There may come a time

Youssef Rakha , Wednesday 26 Oct 2011

Anis Mansour, who died last week, came to represent the Egyptian State's elevation of men who could speak for power, rather than truth to it

With the death of Anis Mansour (1925-2011) last Friday, one significant image of the Egyptian intellectual comes crashing down. As a man of letters who grew famous prior to the audiovisual explosion, Anis Mansour was probably the last true household name in literature. But today few beyond the barely literate and the ultra-mainstream have any interest in Anis Mansour.

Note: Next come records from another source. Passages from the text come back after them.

Issue #166, opened 2019-05-01
Allow passing a timeout parameter at API at creation time


chaomodus:
It would be very useful if we could specify a timeout value that would be passed to `requests` operations as its timeout parameter, perhaps as an extra parameter to pynetbox.API().

zachmoody:
:wave:  you should be able to do this, though not as an init kwarg. Have some [examples in the docs](https://pynetbox.readthedocs.io/en/latest/advanced.html#timeouts).

PR #186, opened 2019-10-24
Add timeout parameter to API object

skatsaounis:
Solves #166

Signed-off-by: Stamatis Katsaounis <katsaouniss@gmail.com>

### DIFF
--- a/pynetbox/api.py
+++ b/pynetbox/api.py
@@ -129,6 +129,7 @@ class Api(object):
     :param str,optional private_key: Your private key.
     :param bool/str,optional ssl_verify: Specify SSL verification behavior
         see: requests_.
+    :param float, optional timeout: request timeout in seconds
     :raises ValueError: If *private_key* and *private_key_file* are both
         specified.
     :raises AttributeError: If app doesn't exist.
@@ -152,6 +153,7 @@ class Api(object):
         private_key=None,
         private_key_file=None,
         ssl_verify=True,
+        timeout=None,
     ):
         if private_key and private_key_file:
             raise ValueError(
@@ -176,7 +178,8 @@ class Api(object):
             token=token,
             private_key=private_key,
             ssl_verify=ssl_verify,
-            http_session=self.http_session
+            http_session=self.http_session,
+            timeout=timeout,
         )
         if self.token and self.private_key:
             self.session_key = req.get_session_key()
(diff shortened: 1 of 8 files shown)


janw:
Thanks you for this. It is long overdue.

skatsaounis:
Hi @janw I can see that there are conflicts with the current master branch. I will try to resolve them and update this PR. Plus, I will also take into account the comment on #187

skatsaounis:
Hi @zachmoody if you have a couple of minutes to spare please review this PR and let me know if it is valid or if it misses anything

skatsaounis:
@zachmoody Hi, if you think this PR is of no benefit, I would like to close it instead of re-resolving conflicts. Please let me know because I am doing housekeeping to my GitHub.

Kind regards,
Stamatis

zachmoody:
Hi @skatsaounis, thanks for the PR. There's definitely benefit to it, I'm just slightly hesitant to merge because I keep thinking (in the little time I do get to spend on this project) there's a more comprehensive approach we can take to expose these knobs in requests people need. If you don't mind keeping it open, we might still use it, but certainly don't feel like it's necessary to keep coming back and resolving conflicts. I'll take care of those if we merge.

skatsaounis:
Thank you for letting me know. There is no problem to leave this PR open, especially now that I am aware of what is happening. By the way, thanks for this extremely useful python client.

markkuleinio:
I'll toss my 0.05€ in... As I see it based on https://requests.readthedocs.io/en/master/_modules/requests/sessions/, the `timeout` value is not `Session`-specific but it needs to be specified separately for each request (which kind of makes sense). Thus, it seems we need to carry the timeout value separately to be used with each request within `pynetbox` calls, and giving it as an argument to `.Api()` (and saving it in the instance for further use) seems reasonable. Unless there is a vision that the timeout value should be different in different NetBox API calls of course...

zachmoody:
> **Edit:** And now I stumbled into https://hodovi.ch/blog/advanced-usage-python-requests-timeouts-retries-hooks/#setting-default-timeouts that uses adapters with `Session` to specify a default timeout value. So, if `Session` override is added (#229), users can also implement timeouts at their will.

:100:  Came across something similar in the FRs for requests. I think it's the way to go, but working through the best way to expose it. Initial feeling is that this may be a bit much to ask users to do in order to set something like timeouts, but maybe I'm wrong.

zachmoody:
This was implemented in v5.0. Closing out this PR.

PR #187, opened 2019-10-31
Add Api.api_version()

markkuleinio:
This PR adds an `api_version()` method to the `Api` object. Usage is straightforward:

```
>>> import pynetbox
>>> netbox = pynetbox.api("http://netbox.server.example/", token="xyz")
>>> netbox.api_version()
'2.6'
```

This prepares pynetbox for possible changes in NetBox API, like the one discussed in https://github.com/netbox-community/netbox/issues/3569 ("Replace numeric constants with slug values"). This PR enables a developer to prepare her/his code to handle different NetBox versions when the behaviour of NetBox is known to change from one version to another.

This would have been useful in 2.5->2.6 transition when the interface endpoint changed `form_factor` to `type`: the choices dict does not have any backwards compatibility. (`KeyError` exception handler was a practical way to handle that though.)

Version numbers can be compared at least like this:

```
>>> from pkg_resources import parse_version
>>> if parse_version(netbox.api_version()) < parse_version("2.7"):
...     print("Waiting for version 2.7")
...
Waiting for version 2.7
>>>
>>> if parse_version(netbox.api_version()) >= parse_version("2.6"):
...     print("Happy to use NetBox API 2.6+")
...
Happy to use NetBox API 2.6+
>>>

```

**Note:** There is a PR #186 submitted that adds `timeout` parameter in the `requests` calls. That needs to be added here as well if that is to be merged.


markkuleinio:
Interesting: in commit https://github.com/digitalocean/pynetbox/commit/50050eba038f3904868d30dd1dc075617df03628 (year ago) earlier code related to API versions was removed. That was not mentioned in the release list or change log so I didn't realize that earlier.

In any case, since NetBox evidently changes the compatibility from version to version, I see a need for being able to get the API version as needed.

pynetbox/api.py
```diff
@@ -16,6 +16,7 @@
 from pynetbox.core.endpoint import Endpoint
 from pynetbox.core.query import Request
 from pynetbox.models import dcim, ipam, virtualization, circuits
+import requests
```
zachmoody: I think the heavy lifting in this fits a bit better in `query.py`, plus we're already brining in `requests` there.

tests/test_api.py
```diff
@@ -87,3 +87,32 @@ def test_ssl_verify_false(self):
     def test_ssl_verify_string(self):
         kwargs = dict(def_kwargs, **{'ssl_verify': '/path/to/bundle'})
         self.common_arguments(kwargs, 'ssl_verify', '/path/to/bundle')
+
+
+class ApiVersionTestCase(unittest.TestCase):
```
zachmoody: Nice.

pynetbox/api.py
```diff
@@ -159,3 +160,30 @@ def __init__(
         self.tenancy = App(self, "tenancy")
         self.extras = App(self, "extras")
         self.virtualization = App(self, "virtualization")
+
+    def api_version(self):
```
zachmoody: Ultra minor nit, but I think just `version()` is a good name since we're already in the `api` object.

pynetbox/api.py
markkuleinio: Fair point. I created Request.get_version(), is that the way of doing it in query.py?

pynetbox/api.py
markkuleinio: Renamed that. Btw, should we also make `version` a property (with the decorator)?

zachmoody: :+1: Yeah, that's a good idea.

pynetbox/api.py
zachmoody: Yep, perfect.

markkuleinio:
I really need to get into habit of running `pycodestyle` myself before pushing :-D

markkuleinio:
I wonder why there is no sign of Travis doing its magics, while in https://travis-ci.org/digitalocean/pynetbox/pull_requests there is a success report for the last commit (46e1af5).

zachmoody:
> I really need to get into habit of running `pycodestyle` myself before pushing :-D

Sooner or later I think we'll switch to Black for formatting.

PR #199, opened 2019-11-16
Fix Endpoint.choices() by assigning http_session (to fix #198)

### LINKED ISSUE #198: Endpoint.choices() does not work in 4.1.0
`http_session` is not set in `.choices()` in version 4.1.0:

```
>>> netbox.dcim.devices.choices()
  File "<stdin>", line 1, in <module>
  File "/usr/local/lib/python3.7/dist-packages/pynetbox/core/endpoint.py", line 327, in choices
    ssl_verify=self.api.ssl_verify,
  File "/usr/local/lib/python3.7/dist-packages/pynetbox/core/query.py", line 367, in options
    return self._make_call(verb="options")
  File "/usr/local/lib/python3.7/dist-packages/pynetbox/core/query.py", line 243, in _make_call
    req = getattr(self.http_session, verb)(
AttributeError: 'NoneType' object has no attribute 'options'
>>>

```

markkuleinio:
Fixes #198

### DIFF
--- a/pynetbox/api.py
+++ b/pynetbox/api.py
@@ -189,5 +189,6 @@ class Api(object):
         version = Request(
             base=self.base_url,
             ssl_verify=self.ssl_verify,
+            http_session=self.http_session,
         ).get_version()
         return version
--- a/pynetbox/core/endpoint.py
+++ b/pynetbox/core/endpoint.py
@@ -325,6 +325,7 @@ class Endpoint(object):
             token=self.api.token,
             private_key=self.api.private_key,
             ssl_verify=self.api.ssl_verify,
+            http_session=self.api.http_session,
         ).options()
         try:
             post_data = req['actions']['POST']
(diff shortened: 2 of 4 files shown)


markkuleinio:
Actually, why do we allow `http_session` default to `None` in `Request.__init__()`, when in `Request._make_call()` (which is used with every verb) there is:

```
        req = getattr(self.http_session, verb)(
            url_override or self.url, headers=headers, verify=self.ssl_verify,
            params=params, json=data
        )
```
--> if `http_session` is `None`, then an exception will be evident.

So actually `http_session` should **not** be an optional argument for `Request`.

markkuleinio:
I made also `base` a required argument in `Request.__init__()` because of
```
self.base = self.normalize_url(base)
```
(which will raise an exception if `base` is `None` or empty string). I would assume that if a `Request` object is instantiated then we do have an URL that we are dealing with... 😃

Issue #200, opened 2019-11-17
cannot access /api/extras/_custom_field_choices endpoint


brokenjacobs:
Callling:
```python
nb.extras._custom_field_choices.all()
```

Results in pynetbox sanitizing the _ to a - for some reason?
```
pynetbox.core.query.RequestError: The requested url: https://MYNETBOXHOST/api/extras/-custom-field-choices/ could not be found.
```

markkuleinio:
Looking at `api.py` I see there is no `App` method for `_custom_field_choices` so that needs to be written. I've never used custom field choices so maybe I'll have a look at that at some point and implement the method, unless @zachmoody has other views on this.

zachmoody:
Sounds like a good plan, unfortunate we have to add another special method just as we're talking about being able to get rid of `.choices()` :cry:. Thinking maybe a `.custom_choices()` method that's similar to `.choices()` but we raise `NotImplemented` if `self.name` is anything other than extras, what do you think?

markkuleinio:
Sounds good. I only now realized that `/_choices` also accept an `id`, like `prefix:status`... 😄 The `/_custom_field_choices` also does that, I will have to test the custom values first.

markkuleinio:
For the record, that's how the API output looks like for two custom fields, both having two different selectable options:

```
$ curl -H "Authorization: Token xxx" -H "Accept: application/json; indent=4" \
http://netbox.example.local/api/extras/_custom_field_choices/
{
    "Testfield": {
        "Test2": 2,
        "Test1": 1
    },
    "Testfield2": {
        "TF2": 4,
        "TF1": 3
    }
}

$ curl -H "Authorization: Token xxx" -H "Accept: application/json; indent=4" \
http://netbox.example.local/api/extras/_custom_field_choices/Testfield2/
{
    "TF2": 4,
    "TF1": 3
}
```

Looks like it could be possible to write a method like `custom_choices(self, field_name=None, value=None)` where the caller can optionally specify the `field_name` or `field_name` + `value` to get just the value that's needed.

PR #201, opened 2019-11-18
Add method to return custom choices

markkuleinio:
This implements a method for `/_custom_field_choices` for `extras` app (#200). Example:

```
>>> nb.extras.custom_choices()
{'Testfield': {'Test2': 2, 'Test1': 1}, 'Testfield2': {'TF2': 4, 'TF1': 3}}
```

Some thoughts:

If called with other app than `extras`, the standard `RequestError` will be raised (because of 404 error):

```
>>> nb.dcim.custom_choices()
...
pynetbox.core.query.RequestError: The requested url: http://netbox.example.local/api/dcim/_custom_field_choices/ could not be found.
```
If desired, specific trigger for `NotImplementedError` can be implemented (`if self.name != "extras" ...`), I just felt keeping this simple after all.

No caching is done (`self._custom_field_choices` etc) because then editing the custom field choices in NetBox would require restarting the application using `pynetbox` (or handling the cache flush some other way).

Some unit test is still needed.

### DIFF
--- a/pynetbox/api.py
+++ b/pynetbox/api.py
@@ -78,6 +78,24 @@ class App(object):
 
         return self._choices
 
+    def custom_choices(self):
+        """ Returns _custom_field_choices response from app
+
+        :Returns: Raw response from NetBox's _custom_field_choices endpoint.
+        :Raises: :py:class:`.RequestError` if called for an invalid endpoint.
+        """
+        custom_field_choices = Request(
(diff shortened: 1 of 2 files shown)


zachmoody:
:+1: I suppose a `RequestError` explains what's going on well enough. Just needs a test and we can merge.

PR #207, opened 2019-11-25
Skip params if url_override set in Request._make_call()

### LINKED ISSUE #206: Pagination infinite loop
I'm getting what seems to be an infinite loop of calls where the GET parameters are always appended.
For example calling `netbox.dcim.interfaces.filter(mgmt_only=True)` where `netbox` is an instance of `pynetbox.api`, those are the calls as logged with debug level:
```
GET /api/dcim/interfaces/?mgmt_only=True
GET /api/dcim/interfaces/?mgmt_only=True&limit=1345&offset=50
GET /api/dcim/interfaces/?limit=1000&mgmt_only=True&offset=1050&mgmt_only=True&limit=1345&offset=50
GET /api/dcim/interfaces/?limit=1000&mgmt_only=True&mgmt_only=True&offset=1050&mgmt_only=True&limit=1345&offset=50
GET /api/dcim/interfaces/?limit=1000&mgmt_only=True&mgmt_only=True&mgmt_only=True&offset=1050&mgmt_only=True&limit=1345&offset=50
GET /api/dcim/interfaces/?limit=1000&mgmt_only=True&mgmt_only=True&mgmt_only=True&mgmt_only=True&offset=1050&mgmt_only=True&limit=1345&offset=50
[...SNIP...]
```

For reference the current setting for `MAX_PAGE_SIZE` in the Netbox server is the default `1000`.

Calling instead the API directly for `GET /api/dcim/interfaces/?mgmt_only=True` I get as next page:
```
"next": "https://$HOSTNAME/api/dcim/interfaces/?limit=50&mgmt_only=True&offset=50",
```
And calling `GET /api/dcim/interfaces/?mgmt_only=True&limit=1345&offset=50` (pynetbox's second call) I get as next page:
```
"next": "https://$HOSTNAME/api/dcim/interfaces/?limit=1000&mgmt_only=True&offset=1050",
```
That would actually allow to correctly loop over the results, but pynetbox seems to be appending the previous parameters too.

Pynetbox version used: `4.2.0`

markkuleinio:
This seems to fix #206, but to be clear: this is a quick fix and I'm not sure at all if this causes some other problems somewhere, so if @zachmoody or someone else could check from some other viewpoint.

### DIFF
--- a/pynetbox/core/query.py
+++ b/pynetbox/core/query.py
@@ -235,10 +235,11 @@ class Request(object):
             headers["X-Session-Key"] = self.session_key
 
         params = {}
-        if self.filters:
-            params = self.filters
-        if add_params:
-            params.update(add_params)
+        if not url_override:
+            if self.filters:
+                params = self.filters
+            if add_params:
+                params.update(add_params)
 
         req = getattr(self.http_session, verb)(
             url_override or self.url, headers=headers, verify=self.ssl_verify,


markkuleinio:
Thinking out aloud. `url_override` is only used in `Request.get()`. According to the output by @volans- (in the original issue) the `next` item contains all the URL parameters from the first request, so with `url_override` set to next URL, `self.filters` can be ignored (= `params` is kept empty), so this should work.

zachmoody:
👍 I think this is a fine longterm solution. Thanks for the PR.

Issue #208, opened 2019-11-30
Fail to hash response records as 'Endpoint' object has no attribute 'name'


volans-:
I'm getting errors if trying to hash some records returned by the api. In my case I was adding them to a `set()`.
The error that I'm getting is:
```
    File pynetbox/core/response.py", line 218, in __hash__
        return hash((self.endpoint.name, self.id))
AttributeError: 'Endpoint' object has no attribute 'name'
```
And indeed if I manually get a record, let's say with:
```
api.dcim.devices.get(1)
```
Its `.endpoint` doesn't have a `name` property.
From a quick look at the `Endpoint` class implementation, it seems that the `name` passed to it doesn't get stored in the instance.
It seems to me that the issue was introduce in the recent #196 and that a quick way to fix it is to change it to: `self.endpoint.return_obj.__name__` if I understand the intention there.
The tests are passing because the whole `Endpoint` object is mocked and the `name` property manually set.

Tested with `pynetbox 4.2.1`.

fach:
A fix for this is in 4.2.2 which was released yesterday so you should be good to close this issue.

PR #210, opened 2019-12-10
Fix using Record objects in hashable collections

fach:
This PR fixes two dependent issues with Record objects now being hashable:

1. #208 reports  the `name` attribute missing from `Endpoint` objects. b76e09d7bcb11850acb91d1e6da9c4139672b8c6 now includes this as an instance attribute. There's some string (re)formatting of `name`, both in the constructor, which swap underscores for dashes, and in the `_lookup_ret_obj` method, which converts `name` to CamelCase. I went with the former, but open to feedback.

2. PR https://github.com/digitalocean/pynetbox/pull/196 introduced the ability to use Records in hashable collections. However, there is no `__eq__` method in the `Record` class defined, which causes two equal Record objects to be treated as unique since there is no implementation for comparison. This creates an issue when attempting to use Record objects in hashable collections, such as dictionary keys. The unit tests only check for the hash result being equal but do not exercise object comparison. b761930baf048f2d1bed9cfebd7e56e83d6bf194 adds a comparison operator as well as an additional unit test to exercise object comparison.

Repro code:
```
notify = {}                                                  
for c in circuits:                                           
    circuit = nb.circuits.circuits.get(cid=c)                
    provider = circuit.provider                              
    if provider in notify:                                   
        print(f'Duplicate provider {provider} found.')       
    else:                                                    
        print(f'New provider found {provider}. Inserting...')
        notify[provider] = c                                 
```

Without patch set:
```
~/code/notify# ./main.py
New provider found Telia. Inserting...
New provider found NTT. Inserting...
New provider found Telia. Inserting...
New provider found NTT. Inserting...
New provider found Telia. Inserting...
```
With patch set:
```
~/code/notify# ./main.py
New provider found Telia. Inserting...
New provider found NTT. Inserting...
Duplicate provider Telia found.
Duplicate provider NTT found.
Duplicate provider Telia found.
```

### DIFF
--- a/pynetbox/core/endpoint.py
+++ b/pynetbox/core/endpoint.py
@@ -42,6 +42,7 @@ class Endpoint(object):
 
     def __init__(self, api, app, name, model=None):
         self.return_obj = self._lookup_ret_obj(name, model)
+        self.name = name.replace("_", "-")
         self.api = api
         self.base_url = api.base_url
         self.token = api.token
@@ -50,7 +51,7 @@ class Endpoint(object):
         self.url = "{base_url}/{app}/{endpoint}".format(
             base_url=self.base_url,
             app=app.name,
-            endpoint=name.replace("_", "-"),
+            endpoint=self.name,
         )
         self._choices = None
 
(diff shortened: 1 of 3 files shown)


zachmoody:
It would help to use an attribute on Endpoint that actually exists, wouldn't it :man_facepalming:. Thanks for the PR!

Issue #212, opened 2020-01-04
Accessing "records" via attributes of related records does not update Endpoint


ChrisPortman:
If I .get() an item, e.g. an interface:
```
interface = client.dcim.interfaces.get(mac_address=mac)
```
and then access the device the interface belongs to via the interface's `device` attribute:
```
device = interface.device
```
and then try to alter the device and save:
```
device.display_name = "new.display.name"
device.save()
```
The PATCH to perform the save occurs against the interface's Endpoint:
```
[2020-01-04 20:39:39 +0000] [128] [DEBUG] PATCH /api/dcim/interfaces/1/
[04/Jan/2020:20:39:39 +0000] "PATCH /api/dcim/interfaces/1/ HTTP/1.0" 200 514 "-" "python-requests/2.22.0"
```
Looking at the code, it appears that if I were to do `device.delete()` it would actually delete the interface.

PR #213, opened 2020-01-05
Issue #212 Accessing related resources via parent attribute uses corr…

ChrisPortman:
…ect models

Fix an issue whereby retrieving an object directly, e.g:
```
interface = client.dcim.interfaces.get(1)
```
and then accessing a related object from that object:
```
device = interface.device
```
would result in device being of a generic Record() type and the Endpoint
being that of the original interface object.  This is dangerous because:
```
device.delete()
```
would actually call delete against the interface and not the device.

This change, parses the url value of related objects to infer the App()
and record model that is appropriate to generate a new record of the
correct type with its proper endpoint.

### DIFF
--- a/pynetbox/core/response.py
+++ b/pynetbox/core/response.py
@@ -16,7 +16,6 @@ limitations under the License.
 from pynetbox.core.query import Request
 from pynetbox.core.util import Hashabledict
 
-
 # List of fields that are lists but should be treated as sets.
 LIST_AS_SET = ("tags", "tagged_vlans")
 
@@ -240,6 +239,8 @@ class Record(object):
 
         def list_parser(list_item):
             if isinstance(list_item, dict):
+                if self.api and "url" in list_item:
+                    return self._parse_related_item(list_item)
                 return self.default_ret(list_item, self.api, self.endpoint)
             return list_item
 
@@ -252,6 +253,8 @@ class Record(object):
                     continue
                 if lookup:
                     v = lookup(v, self.api, self.endpoint)
+                elif self.api and "url" in v:
+                    v = self._parse_related_item(v)
                 else:
                     v = self.default_ret(v, self.api, self.endpoint)
                 self._add_cache((k, v))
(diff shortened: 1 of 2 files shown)


pynetbox/core/response.py
```diff
@@ -240,6 +239,8 @@ def _parse_values(self, values):
 
         def list_parser(list_item):
             if isinstance(list_item, dict):
+                if self.api and "url" in list_item:
+                    return self._parse_related_item(list_item)
```
ChrisPortman: check for self.api for the sake of unit tests.

pynetbox/core/response.py
```diff
@@ -252,6 +253,8 @@ def list_parser(list_item):
                     continue
                 if lookup:
                     v = lookup(v, self.api, self.endpoint)
+                elif self.api and "url" in v:
+                    v = self._parse_related_item(v)
```
ChrisPortman: check for self.api for the sake of unit tests.

pynetbox/core/response.py
```diff
@@ -265,6 +268,23 @@ def list_parser(list_item):
...
+        Returns:
+            Record object of the appropriate type
+            with the correct Endpoint,
+        """
+        url = values["url"]
+        app, name, _ = url.strip("/").split("/")[-3:]
+        app = getattr(self.api, app)
+        model = app.model
+
+        endpoint = self.endpoint.__class__(self.api, app, name, model)
```
ChrisPortman: We cant actually import the Endpoint class as the resource module is imported by the endpoint module resulting in a circular dependancy issue.  Hence self.endpoint.__class__ to access Endpoint()

pynetbox/core/response.py
```diff
@@ -265,6 +268,23 @@ def list_parser(list_item):
...
+
+        return endpoint.return_obj(values, self.api, endpoint)
```
ChrisPortman: Leverage the existing logic implemented in the endpoint to resolve model classes etc.

jsenecal:
I believe this could help in fixing https://github.com/digitalocean/pynetbox/issues/241 @zachmoody  if the conflicts are resolved.

zachmoody:
Think the issue with calling delete on nested objects was fixed in v4.2.4. Do you mind opening another issue for `interfaces > device` being a generic Record? We can fix that in the interface model.

PR #216, opened 2020-01-15
Add threading to .all() and .filter() requests

tyler-8:
~~**WIP** do not merge yet~~

~~Opening this PR just for tracking purposes.~~

Fixes: https://github.com/digitalocean/pynetbox/issues/191

### DIFF
--- a/pynetbox/core/query.py
+++ b/pynetbox/core/query.py
@@ -13,7 +13,10 @@ WITHOUT WARRANTIES OR CONDITIONS OF ANY KIND, either express or implied.
 See the License for the specific language governing permissions and
 limitations under the License.
 """
-import concurrent.futures as cf
+try:
+    import concurrent.futures as cf
+except ImportError:
+    pass
 import json
 from six.moves.urllib.parse import urlencode
 
@@ -280,13 +283,8 @@ class Request(object):
                 )
 
             for future in cf.as_completed(futures_to_results):
-                try:
-                    result = future.result()
-                except Exception:
-                    # TODO: Raise exception with preferred method
-                    pass
-                else:
-                    ret.extend(result["results"])
+                result = future.result()
+                ret.extend(result["results"])
 
     def get(self, add_params=None):
         """Makes a GET request.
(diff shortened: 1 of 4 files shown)


tyler-8:
Build is failing because I'm using `concurrent.futures` which isn't available in Python 2. :\

tyler-8:
This was a function to grab all the VLANs.

```python
nb = pynetbox.api(url, token=token)
nb2 = pynetbox.api(url, token=token, threading=True)

no_threading = timeit(nb)
# Took 0:01:18.703560
len(no_threading)
# 51900

threading = timeit(nb2)
# Took 0:00:27.203155
len(threading)
# 51900
```

pynetbox/core/query.py
```diff
@@ -262,6 +270,24 @@ def _make_call(
...
+                new_params = {"offset": offset, "limit": page_size}
+                futures_to_results.append(
+                    pool.submit(self._make_call, add_params=new_params)
+                )
+
+            for future in cf.as_completed(futures_to_results):
+                try:
+                    result = future.result()
+                except Exception:
+                    # TODO: Raise exception with preferred method
```
tyler-8: I'd like to hear your thoughts on wait to do here @zachmoody - raise a `RequestError` and blow up the whole thing? Or perhaps a error log.

zachmoody: Admittedly haven't done a lot with thread, but what happens without the try-block?

tyler-8: Without the try block if the individual thread (one page of the API call) encountered an exception, that exception will be raised for the whole job.

zachmoody: Yeah, I think that's ok when the next best alternative (imo) is just catching and re-raising here. Kinda feel like getting an incomplete return should be terminal.

tyler-8: Done

tyler-8:
I think I've got everything wrapped up on this for now.

zachmoody:
Nice work! Will work on getting this merged and a new release cut today.

PR #222, opened 2020-02-08
Allowed return_fields to be passed into serialize method

### LINKED ISSUE #221: using strings for choice fields results in always updating an object
Python: 3.6.9
NetBox: 2.7.3
pynetbox: 4.2.4

NetBox 2.7.0 introduced **API Choice Fields Now Use String Values**:
https://github.com/netbox-community/netbox/releases/tag/v2.7.0

When using a string for a choice field, pynetbox always update the object, even if the data are not changed.

Here a test script:

```python
import os
import pynetbox

netbox = pynetbox.api(os.environ["NETBOX_URL"], token=os.environ["NETBOX_API_TOKEN"])
cluster = netbox.virtualization.clusters.get(name="test")
if cluster is None:
    cluster= netbox.virtualization.clusters.create(name="test", type=1)

data = dict(name="test", cluster=cluster.id, status="active")
vm = netbox.virtualization.virtual_machines.get(name=data["name"])
if vm is None:
    vm = netbox.virtualization.virtual_machines.create(data)
    print("vm '{}' created".format(data["name"]))

update = vm.update(data)
if update:
    print("vm '{}' updated".format(data["name"]))
```

Running this script multiple times always shows `vm 'test' updated`.
You see also a changelog entry for each run in NetBox.
But actually the virtual_machine data are always the same for each run, so I would not expect an update.

If you change `status="active"` to `status=1` in the script, pynetbox correctly not updates the object.

FragmentedPacket:
This allows the user to specify how they want the nested objects to be serialized.

This can fix #221, but that will inevitably be fixed once the API no longer returns IDs for choices.

This option does offer the user more control.

### DIFF
--- a/pynetbox/core/response.py
+++ b/pynetbox/core/response.py
@@ -302,7 +302,7 @@ class Record(object):
             return True
         return False
 
-    def serialize(self, nested=False, init=False):
+    def serialize(self, nested=False, init=False, return_fields=None):
         """Serializes an object
 
         Pulls all the attributes in an object and creates a dict that
@@ -320,7 +320,7 @@ class Record(object):
         :returns: dict.
         """
         if nested:
-            return get_return(self)
+            return get_return(self, return_fields=return_fields)
 
         if init:
             init_vals = dict(self._init_cache)
@@ -333,7 +333,8 @@ class Record(object):
             else:
                 if isinstance(current_val, Record):
                     current_val = getattr(current_val, "serialize")(
-                        nested=True
+                        nested=True,
+                        return_fields=return_fields
                     )
 
                 if isinstance(current_val, list):


zachmoody:
Hey @FragmentedPacket thanks for the PR. Does this work without being able to pass `return_fields` into `save()`? I'm thinking we can handle this without requiring a change in client code though. Can you see if the changes in PR #223 fix your issue?

FragmentedPacket:
@zachmoody Thanks for the fast response. PR #223 does fix my issue it appears and I'm find with going that route as to prevent any change in client code!

zachmoody:
Nice! Thanks for testing. Will get a new release out.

This is in part because, though always solid, by aesthetic and intellectual standards, his writing is seldom compelling. It is derivative and diffuse, lightweight, loquacious; all breadth and no depth. Euphemistically described as “encyclopaedic”, his intellect is in fact noncommittal, which is precisely how he could be, in the same breath, a liberal secularist and an agent of Sadat’s quasi-theocracy. As per the dictates of his modest provincial background, he deferred to older writers like Abbas Mahmoud El-Aqqad regardless of the substance of their discourse, never daring to open up a discursive space.

But like any number of writers since the mid-20th century, Mansour wanted - and got - access to “the people”, yet having paid the price (becoming part of the establishment), he ended up having little to say to them, far less than the intellectually retarded theocrat (and dissident) Sheikh Kishk, another star of the Sadat era, who had a famous scuffle with Mansour over whether or not Egypt Air should serve alcohol. Mansour could only engage those of them who were literate and open-minded enough to read his column in aimlessly rambling conversation, providing what many see as little more than vaguely learned distraction - part of the production line of a media machine which, though not yet as dysfunctional as it would become under Mubarak, was already expert at manufacturing consent in the absence of ideology.

Mansour’s last column for Al-Ahram, written in the context of 25 January, seems to recognise or acknowledge the mirror image of success which makes up so much of his contribution, blessing a task he never took upon himself: “There may come a time when you are incapable of staying injustice, but there must come a time to protest that.”